**DATA**
_ _ _ _
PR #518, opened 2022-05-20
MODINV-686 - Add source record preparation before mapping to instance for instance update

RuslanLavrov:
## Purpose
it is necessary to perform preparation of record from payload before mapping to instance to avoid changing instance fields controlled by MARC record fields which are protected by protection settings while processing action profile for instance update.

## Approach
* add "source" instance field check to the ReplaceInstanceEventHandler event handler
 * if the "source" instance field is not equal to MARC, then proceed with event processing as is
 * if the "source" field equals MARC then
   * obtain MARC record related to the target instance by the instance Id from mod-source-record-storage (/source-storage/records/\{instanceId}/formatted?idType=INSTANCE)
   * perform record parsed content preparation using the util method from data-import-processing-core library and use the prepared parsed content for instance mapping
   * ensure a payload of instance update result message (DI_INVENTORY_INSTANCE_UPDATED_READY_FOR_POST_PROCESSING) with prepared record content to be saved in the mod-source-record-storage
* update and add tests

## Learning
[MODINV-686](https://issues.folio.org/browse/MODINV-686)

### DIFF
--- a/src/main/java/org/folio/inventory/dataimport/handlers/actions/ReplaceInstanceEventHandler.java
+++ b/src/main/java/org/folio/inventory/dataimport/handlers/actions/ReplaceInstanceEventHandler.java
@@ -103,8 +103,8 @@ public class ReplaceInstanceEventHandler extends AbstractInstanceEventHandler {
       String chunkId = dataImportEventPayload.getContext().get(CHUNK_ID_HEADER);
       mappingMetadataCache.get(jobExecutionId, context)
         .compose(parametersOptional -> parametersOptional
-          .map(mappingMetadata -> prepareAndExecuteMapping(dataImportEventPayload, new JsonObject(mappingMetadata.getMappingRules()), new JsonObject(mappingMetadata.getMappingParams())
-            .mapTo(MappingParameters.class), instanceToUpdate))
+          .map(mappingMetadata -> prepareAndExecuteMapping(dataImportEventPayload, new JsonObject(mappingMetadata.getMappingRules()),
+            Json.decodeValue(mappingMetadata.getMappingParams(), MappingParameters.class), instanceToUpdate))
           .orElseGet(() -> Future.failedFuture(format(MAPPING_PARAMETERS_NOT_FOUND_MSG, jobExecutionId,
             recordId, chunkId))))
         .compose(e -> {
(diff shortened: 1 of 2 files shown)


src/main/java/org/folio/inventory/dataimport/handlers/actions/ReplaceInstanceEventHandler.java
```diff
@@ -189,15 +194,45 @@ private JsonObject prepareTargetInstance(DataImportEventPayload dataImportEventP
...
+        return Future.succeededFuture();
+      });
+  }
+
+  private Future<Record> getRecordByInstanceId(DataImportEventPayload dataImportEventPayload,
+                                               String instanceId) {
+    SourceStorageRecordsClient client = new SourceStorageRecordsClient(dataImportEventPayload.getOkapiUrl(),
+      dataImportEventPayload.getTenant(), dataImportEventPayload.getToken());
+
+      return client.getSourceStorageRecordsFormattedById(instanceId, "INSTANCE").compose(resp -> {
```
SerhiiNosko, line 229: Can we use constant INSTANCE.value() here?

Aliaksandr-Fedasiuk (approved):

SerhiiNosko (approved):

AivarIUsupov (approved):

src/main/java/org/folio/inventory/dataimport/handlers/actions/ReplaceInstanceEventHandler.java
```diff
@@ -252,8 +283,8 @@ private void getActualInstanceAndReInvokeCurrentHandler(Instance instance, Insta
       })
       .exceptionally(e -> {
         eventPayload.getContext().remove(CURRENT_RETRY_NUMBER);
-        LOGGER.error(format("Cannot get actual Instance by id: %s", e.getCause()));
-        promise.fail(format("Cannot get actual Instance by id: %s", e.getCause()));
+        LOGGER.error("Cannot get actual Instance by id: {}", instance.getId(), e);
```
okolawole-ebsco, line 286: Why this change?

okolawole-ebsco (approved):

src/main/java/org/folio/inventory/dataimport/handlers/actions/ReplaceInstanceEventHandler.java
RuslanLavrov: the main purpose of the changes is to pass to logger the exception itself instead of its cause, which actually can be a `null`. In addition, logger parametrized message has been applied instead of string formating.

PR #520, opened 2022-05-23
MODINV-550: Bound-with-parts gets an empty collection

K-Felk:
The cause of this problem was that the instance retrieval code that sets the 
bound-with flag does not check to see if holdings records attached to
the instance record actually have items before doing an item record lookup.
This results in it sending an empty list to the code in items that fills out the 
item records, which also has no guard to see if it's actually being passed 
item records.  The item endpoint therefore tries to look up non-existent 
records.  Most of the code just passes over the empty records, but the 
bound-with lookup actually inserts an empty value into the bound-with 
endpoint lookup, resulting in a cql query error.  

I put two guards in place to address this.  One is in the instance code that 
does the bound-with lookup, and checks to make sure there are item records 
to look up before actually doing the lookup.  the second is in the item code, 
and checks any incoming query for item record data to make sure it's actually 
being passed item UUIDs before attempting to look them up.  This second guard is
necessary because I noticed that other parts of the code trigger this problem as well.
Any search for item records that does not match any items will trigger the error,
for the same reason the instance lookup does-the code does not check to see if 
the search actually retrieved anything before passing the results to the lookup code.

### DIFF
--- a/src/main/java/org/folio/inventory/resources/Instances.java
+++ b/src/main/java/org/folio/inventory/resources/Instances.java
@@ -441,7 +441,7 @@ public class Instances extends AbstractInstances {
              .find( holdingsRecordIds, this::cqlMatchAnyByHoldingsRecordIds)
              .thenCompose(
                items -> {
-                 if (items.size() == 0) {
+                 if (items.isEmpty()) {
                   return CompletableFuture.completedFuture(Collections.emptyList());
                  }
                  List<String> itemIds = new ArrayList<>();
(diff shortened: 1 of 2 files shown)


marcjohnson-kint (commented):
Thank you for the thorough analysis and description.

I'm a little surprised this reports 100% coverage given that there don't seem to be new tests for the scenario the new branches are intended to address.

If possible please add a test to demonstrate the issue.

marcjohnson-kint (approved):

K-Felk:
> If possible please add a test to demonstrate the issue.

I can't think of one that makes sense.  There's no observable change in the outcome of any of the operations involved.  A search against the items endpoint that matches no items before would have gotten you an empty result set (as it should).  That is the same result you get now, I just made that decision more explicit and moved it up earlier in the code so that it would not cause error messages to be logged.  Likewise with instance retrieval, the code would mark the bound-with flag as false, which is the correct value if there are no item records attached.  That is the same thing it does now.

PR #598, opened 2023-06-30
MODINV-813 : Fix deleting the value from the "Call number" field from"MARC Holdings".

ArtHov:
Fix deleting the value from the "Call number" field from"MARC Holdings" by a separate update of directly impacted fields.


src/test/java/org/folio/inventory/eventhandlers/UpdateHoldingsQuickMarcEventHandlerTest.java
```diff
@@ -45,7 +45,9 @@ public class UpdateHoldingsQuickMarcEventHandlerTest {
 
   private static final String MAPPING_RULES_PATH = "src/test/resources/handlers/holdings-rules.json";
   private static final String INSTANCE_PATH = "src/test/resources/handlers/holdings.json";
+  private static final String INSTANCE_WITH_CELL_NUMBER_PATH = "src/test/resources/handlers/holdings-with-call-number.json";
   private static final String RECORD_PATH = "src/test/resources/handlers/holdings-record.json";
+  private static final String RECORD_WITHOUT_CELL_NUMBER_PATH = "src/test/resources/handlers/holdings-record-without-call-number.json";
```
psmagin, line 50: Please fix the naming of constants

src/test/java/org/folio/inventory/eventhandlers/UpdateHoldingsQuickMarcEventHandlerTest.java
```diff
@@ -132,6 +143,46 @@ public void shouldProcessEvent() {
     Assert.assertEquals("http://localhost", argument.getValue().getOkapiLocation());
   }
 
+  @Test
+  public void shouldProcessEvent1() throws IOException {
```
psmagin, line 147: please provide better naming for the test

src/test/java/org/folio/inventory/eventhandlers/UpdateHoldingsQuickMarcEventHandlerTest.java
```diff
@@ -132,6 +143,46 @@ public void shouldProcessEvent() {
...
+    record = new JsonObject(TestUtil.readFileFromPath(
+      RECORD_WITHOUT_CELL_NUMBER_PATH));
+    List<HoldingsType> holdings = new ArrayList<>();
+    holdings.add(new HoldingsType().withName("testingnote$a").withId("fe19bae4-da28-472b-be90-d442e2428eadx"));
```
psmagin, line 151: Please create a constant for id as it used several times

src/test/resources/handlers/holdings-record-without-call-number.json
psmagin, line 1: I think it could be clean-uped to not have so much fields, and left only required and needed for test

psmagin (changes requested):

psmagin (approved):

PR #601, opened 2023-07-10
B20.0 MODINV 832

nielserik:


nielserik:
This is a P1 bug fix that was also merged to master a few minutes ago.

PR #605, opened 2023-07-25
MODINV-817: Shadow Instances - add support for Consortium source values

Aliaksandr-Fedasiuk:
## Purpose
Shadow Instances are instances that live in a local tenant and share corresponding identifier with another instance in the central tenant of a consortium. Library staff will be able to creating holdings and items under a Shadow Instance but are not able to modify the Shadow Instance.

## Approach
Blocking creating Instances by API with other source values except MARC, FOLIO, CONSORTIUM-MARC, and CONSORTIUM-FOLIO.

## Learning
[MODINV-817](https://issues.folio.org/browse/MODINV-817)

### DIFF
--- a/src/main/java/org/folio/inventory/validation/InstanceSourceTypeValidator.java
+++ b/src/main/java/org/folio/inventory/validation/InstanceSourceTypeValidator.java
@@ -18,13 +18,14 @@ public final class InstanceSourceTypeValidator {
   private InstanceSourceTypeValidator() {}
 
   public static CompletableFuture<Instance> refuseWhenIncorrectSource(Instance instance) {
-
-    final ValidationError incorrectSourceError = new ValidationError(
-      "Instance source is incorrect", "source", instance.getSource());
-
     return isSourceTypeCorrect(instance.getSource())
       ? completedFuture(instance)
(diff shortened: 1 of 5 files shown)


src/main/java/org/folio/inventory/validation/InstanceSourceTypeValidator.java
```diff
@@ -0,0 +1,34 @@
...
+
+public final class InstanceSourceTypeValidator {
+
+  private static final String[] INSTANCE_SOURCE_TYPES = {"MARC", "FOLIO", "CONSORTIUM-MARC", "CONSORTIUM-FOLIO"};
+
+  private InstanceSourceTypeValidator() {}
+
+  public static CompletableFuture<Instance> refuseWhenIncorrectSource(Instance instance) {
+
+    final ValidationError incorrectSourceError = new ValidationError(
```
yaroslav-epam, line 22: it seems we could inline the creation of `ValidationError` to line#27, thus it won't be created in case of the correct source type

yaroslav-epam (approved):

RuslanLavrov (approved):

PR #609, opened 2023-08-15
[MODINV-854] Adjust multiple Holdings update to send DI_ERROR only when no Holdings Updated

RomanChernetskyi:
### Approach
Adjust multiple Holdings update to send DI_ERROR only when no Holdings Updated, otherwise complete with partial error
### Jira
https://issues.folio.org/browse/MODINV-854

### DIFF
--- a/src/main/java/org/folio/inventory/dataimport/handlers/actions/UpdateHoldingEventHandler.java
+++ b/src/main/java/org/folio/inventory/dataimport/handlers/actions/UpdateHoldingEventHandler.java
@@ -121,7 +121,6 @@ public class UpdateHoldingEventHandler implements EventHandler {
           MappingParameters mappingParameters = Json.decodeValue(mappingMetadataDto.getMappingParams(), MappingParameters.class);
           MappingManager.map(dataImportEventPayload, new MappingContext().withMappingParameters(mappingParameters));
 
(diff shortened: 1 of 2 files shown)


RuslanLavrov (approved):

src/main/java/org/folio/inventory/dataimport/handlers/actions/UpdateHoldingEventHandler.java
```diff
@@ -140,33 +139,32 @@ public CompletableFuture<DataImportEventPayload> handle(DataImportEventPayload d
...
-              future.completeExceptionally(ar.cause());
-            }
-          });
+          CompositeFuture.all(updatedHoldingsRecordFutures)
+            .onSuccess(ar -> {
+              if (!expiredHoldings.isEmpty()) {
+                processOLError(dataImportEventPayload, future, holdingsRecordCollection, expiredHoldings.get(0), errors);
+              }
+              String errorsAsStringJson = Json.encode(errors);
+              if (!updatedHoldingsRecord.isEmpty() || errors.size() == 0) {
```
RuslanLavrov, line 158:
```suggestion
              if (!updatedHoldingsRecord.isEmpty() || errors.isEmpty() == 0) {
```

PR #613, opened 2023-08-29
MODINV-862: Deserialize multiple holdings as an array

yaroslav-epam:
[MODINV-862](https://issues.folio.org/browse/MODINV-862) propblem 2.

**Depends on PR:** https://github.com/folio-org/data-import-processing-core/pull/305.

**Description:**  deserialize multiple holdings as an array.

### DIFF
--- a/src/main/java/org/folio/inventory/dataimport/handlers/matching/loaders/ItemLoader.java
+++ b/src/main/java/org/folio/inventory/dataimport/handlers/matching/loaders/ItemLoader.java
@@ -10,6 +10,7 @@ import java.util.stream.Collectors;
_ _ _ _
**TASK TO COMPLETE**
Everything from the first line above up to and including the line that contains "equals MARC then" should be printed exactly; please print only that.

**EXERCISE ANSWER**
PR #518, opened 2022-05-20
MODINV-686 - Add source record preparation before mapping to instance for instance update

RuslanLavrov:
## Purpose
it is necessary to perform preparation of record from payload before mapping to instance to avoid changing instance fields controlled by MARC record fields which are protected by protection settings while processing action profile for instance update.

## Approach
* add "source" instance field check to the ReplaceInstanceEventHandler event handler
 * if the "source" instance field is not equal to MARC, then proceed with event processing as is
 * if the "source" field equals MARC then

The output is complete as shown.